The acronym IOL in football refers to the position group of called the interior offensive line. An offensive line in football contains five players, the interior refers to the three middle positions of left guard , center, and right guard.
The acronym is often used on draft day when ranking guards and centers.
The interior offensive line plays a role in both pass protection and run blocking.
The interior offensive lineman will have to get in front of blitzing defenders in order to keep the pocket clean. If they allow pressure up the middle there is a good chance the quarterback is going to be sacked.
On running plays IOLs are expected to create holes in the offensive line for the ball carrier to run through. This is done by physically moving the defensive lineman out of the way in order to create a gap.
Once the gap is open the ball carrier will run through it towards the opponent’s end zone.
Oftentimes the positions of offensive guard (OG) and center are going to be included together due to their similarities. The two guard positions have virtually no difference between them aside from the side they line up on.

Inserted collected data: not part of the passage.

PR #20464, opened 2022-12-14
[Connector Builder] Update view styles and add stream delete button

lmossman:
## What
This PR updates the styles of the view titles/names in the Connector Builder UI (e.g. Global Configuration, Stream) to match the [current design](https://www.figma.com/proto/F1ljvrJerLoVbNvtejBWid/LOW-CODE-CONNECTOR-BUILDER?node-id=2643%3A110377&scaling=min-zoom&page-id=2634%3A108623&starting-point-node-id=2634%3A108627&show-proto-sidebar=1), as well as adds a delete button to the stream views.

Screenshots:
Screen Shot 2022-12-14 at 2 30 48 PM
Screen Shot 2022-12-14 at 2 30 58 PM

## How
Add a new BuilderTitle component, which is basically just a re-styled Input, and use that for the connector name and stream name inputs.

Add a button to the stream view which removes the current stream from the formik values and sets the view to the next one that makes sense.

## 🚨 User Impact 🚨
Titles in the connector builder are more prominent, and streams can now be deleted

PR #20497, opened 2022-12-14
:window: :tada: [Connector Builder] Add request options component

### LINKED ISSUE #19104: [Connector Builder UI] Configurable Request Options
Add UI field to the global configuration view to allow configuration of authentication.

Acceptance Criteria:
- An input exists in the global view allowing users to configure the authentication method
- Each input field exists as described in the manifest json schema
- The values entered into this element is propagated to the underlying JSON connector manifest source of truth

lmossman:
## What
Resolves https://github.com/airbytehq/airbyte/issues/19104

Add a request options component to the stream view of the connector builder.

This PR is stacked on top of https://github.com/airbytehq/airbyte/pull/20464, so should only be merged after that is merged

## How
This required adding a new component type (KeyValueListField), which allows users to add or remove key-value entries to the grouped component in the UI. 

Here is a screenshot of how this looks:
Screen Shot 2022-12-14 at 2 52 51 PM
As you can see, the header and parameter key/values were added to the request as shown in the testing panel on the right.

## Recommended reading order
1. KeyValueListField.tsx
2. types.ts
3. StreamConfigView.tsx

## 🚨 User Impact 🚨
Users can now specify request options for streams in the connector builder


airbyte-webapp/src/components/connectorBuilder/types.ts
```diff
@@ -42,6 +52,11 @@ export const convertToManifest = (values: BuilderFormValues): ConnectorManifest
           name: stream.name,
           url_base: values.global?.urlBase,
           path: stream.urlPath,
+          request_options_provider: {
+            request_parameters: Object.fromEntries(stream.requestOptions.requestParameters),
+            request_headers: Object.fromEntries(stream.requestOptions.requestHeaders),
+            request_body_data: Object.fromEntries(stream.requestOptions.requestBody),
```
flash1293, line 58: I liked the idea with the toggle between json and url encoded, are you planning to do this in a separate PR?

airbyte-webapp/src/components/connectorBuilder/Builder/KeyValueListField.module.scss
```diff
@@ -0,0 +1,39 @@
...
+.labeledInput {
+  flex: 1;
+  max-width: 400px;
+  display: flex;
+  gap: variables.$spacing-sm;
+  align-items: center;
+}
+
+.kvLabel {
+  color: colors.$grey;
```
flash1293, line 22: Could we use a darker grey here? This will be hard to read for the vision-impaired and bad-screen-havers:
Screenshot 2022-12-15 at 15 40 18

flash1293 (approved):
LGTM as well except for a nit

airbyte-webapp/src/components/connectorBuilder/types.ts
lmossman: Yeah I am planning to do that separately. I want to check with the rest of the team on that though, and also ask them about if we want to have a generic JSON blob input for the request body since it seems like that is supported by the framework as well. So I will create a ticket and bring it to backlog grooming

lmossman: Created an issue here: https://github.com/airbytehq/airbyte/issues/20548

And after snapping the football the center plays a very similar role to the guards in pass protection and in run blocking.

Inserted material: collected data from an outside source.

PR #20519, opened 2022-12-15
Ignore sigterm when closing source/destination

jdpgrailsdev:
## What
* Reduce error noise when closing sources/destinations

## How
* Ignore the SIGTERM exit code (143) in addition to exit code 0 when closing source/destination processes.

For this reason, these players are often considered interchangeable and are grouped together and referred to as the interior offensive line. When looking at prospects during the draft this term is often used as it encompasses players that could play any of the three positions.
Teams that are struggling with a lack of talent at left guard for example would look at all interior offensive lineman prospects in order to find a good player.

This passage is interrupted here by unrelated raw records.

PR #20520, opened 2022-12-15
🎉 New Source Braze: new source implemented in low-code

roman-yermilov-gl:
## What
*New Braze connector*

## How
*Low-code connector*

## Recommended reading order
1. `braze.yaml`
2. `y.python`


lazebnyi (approved):

airbyte-integrations/connectors/source-braze/source_braze/datetime_stream_slicer.py
```diff
@@ -0,0 +1,49 @@
...
+
+from airbyte_cdk.sources.declarative.interpolation import InterpolatedString
+from airbyte_cdk.sources.declarative.requesters import RequestOption
+from airbyte_cdk.sources.declarative.requesters.request_option import RequestOptionType
+from airbyte_cdk.sources.declarative.stream_slicers import DatetimeStreamSlicer
+from airbyte_cdk.sources.declarative.types import StreamSlice
+
+
+@dataclass
+class DatetimeStreamSlicerComponent(DatetimeStreamSlicer):
```
sherifnada, line 14: can you create an issue requesting that this is added to the datetimestreamslicer [like described here](https://airbytehq-team.slack.com/archives/C02U9R3AF37/p1670428588243999) and clarifying what the new component should do, and add the issue to the docstring?

sherifnada: I don't understand why this is different than the datetimestreamslicer. Can you clarify in the docstring? doesn't datetime stream slicer already have step size?

sherifnada (changes requested):

airbyte-integrations/connectors/source-braze/source_braze/datetime_stream_slicer.py
roman-yermilov-gl: Step exists in basic `DatetimeStreamSlicer` but I need it to be an option which will be passed as a request parameter and to be calculated based on difference between start/end dates. I need the step amount to be more than actual size of the difference by 1, but not for fist slice. I also do not need last slice if start/end dates a equal. And it is important thing that step amount is dynamic and because last slice must not be equal to the step amount if the difference lesser than in step. All of this is not a standard thing and I am not sure we need it in `DatetimeStreamSlicer`. 
Why I need it:
Braze API provides us with `ending_at` and `length` query params, so we can to specify latest point and then move back by `length` until reach `start_date`(initially specified by user). Date specified in `ending_at` is an exclusive property which means we are getting `length` records strictly less than `ending_at`, but `DatetimeStreamSlicer` adds 1 day to previous end date to calculate next start date for next slice, that is why we loose 1 record between each slice. Having `step` query parameter amount one higher than actual difference lets us avoid the problem with gaps in slice windows

airbyte-integrations/connectors/source-braze/source_braze/transformations.py
```diff
@@ -0,0 +1,26 @@
+from dataclasses import dataclass
+from typing import Optional
+
+import dpath
+from airbyte_cdk.sources.declarative.transformations import AddFields
+from airbyte_cdk.sources.declarative.types import Record, Config, StreamState, StreamSlice
+
+
+@dataclass
+class TransformToRecordComponent(AddFields):
```
sherifnada, line 10: please create a Github issue for this custom component as well so we can keep track of which components we need to add to the CDK

sherifnada (approved):
LGTM for this PR but please create two github issues to track the custom components in this PR

bazarnov (approved):

ni-aschuler:
Thank you for this connector, very much appreciated! 
Any plans on supporting additional "details" endpoints? especially:
https://www.braze.com/docs/api/endpoints/export/canvas/get_canvas_details/
https://www.braze.com/docs/api/endpoints/export/campaigns/get_campaign_details/
https://www.braze.com/docs/api/endpoints/export/segments/get_segment_details/
Thank you, Cheers

PR #20523, opened 2022-12-15
CDK 0.15.0 and source-github 0.3.10 -- revert AvailabillityStrategy changes

erohmensing:
## What
* New 0.15.0 release of the CDK that reverts changes added in 0.13.0 and 0.13.3
* New version of github 0.3.10 that reverts changes from 0.3.9 (should functionally be the same as 0.3.8)

## Why
We ran into issues especially with substreams interacting with these changes, maybe also API errors that are not strictly HTTPErrors. (Not quite sure, will update this when we've tracked down the issue). Connectors that have CDK versions 0.13.x and 0.14.x installed might run into these issues. We publish a new CDK version so we can build those connectors with 0.15.0. 

We publish a new github version with reverted changes so that we can unpin 0.3.8 in the source definition mask on cloud.


airbyte-integrations/connectors/source-github/Dockerfile
```diff
@@ -12,5 +12,5 @@ RUN pip install .
 ENV AIRBYTE_ENTRYPOINT "python /airbyte/integration_code/main.py"
 ENTRYPOINT ["python", "/airbyte/integration_code/main.py"]
 
-LABEL io.airbyte.version=0.3.9
```
erohmensing, line 15: @girarda what should be here? I guess maybe 0.3.10 and we release a new version of this as well?

girarda: yes, let's bump to 0.3.10

erohmensing: Done, putting a reminder here that we can't publish til we confirm cdk 0.15 is available on pypi

girarda (approved):

airbyte-cdk/python/setup.py
```diff
@@ -58,12 +58,10 @@
         "requests_cache",
         "Deprecated~=1.2",
         "Jinja2~=3.1.2",
-        "cachetools",
     ],
     python_requires=">=3.9",
     extras_require={
         "dev": [
-            "freezegun",
```
erohmensing, line 66: These were removed accidentally - they were part of the commits that shouldn't have been reverted. Need to be added back in like the changelog. This was a merge conflict resolution issue. Adding them back in!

What Positions Makeup IOL?
Now you know that the acronym IOL stands for interior offensive line but what positions fit under this umbrella. Below we are going to break down each position that fits in the position grouping.
The center lines up right in the middle of the offensive line and is one of he positions that is included in the IOL. The center has the unique job of snapping the ball each down to start the play.
Once the ball is snapped the center will play like any other interior offensive lineman. In pass protection, they will be asked to block large defensive players such as defensive tackles.
Due to the size of the player sit is common that the IOL will double team defensive tackles on passing plays.
On rushing plays the center will again be facing off against the defensive tackle usually trying his best to push the defensive player backwards towards his own endzone.
The other two positions considered in the interior offensive line are the left guard and the right guard.
Unlike offensive tackle playing left or right guard does not change much in terms of responsibilities at the position.
Both guards will primarily block defensive tackles and blitzers on pass protection plays.
On rushing plays, these players will block defensive linemen as well as occasionally pulling from the formation and running downfield to block for the ball carrier.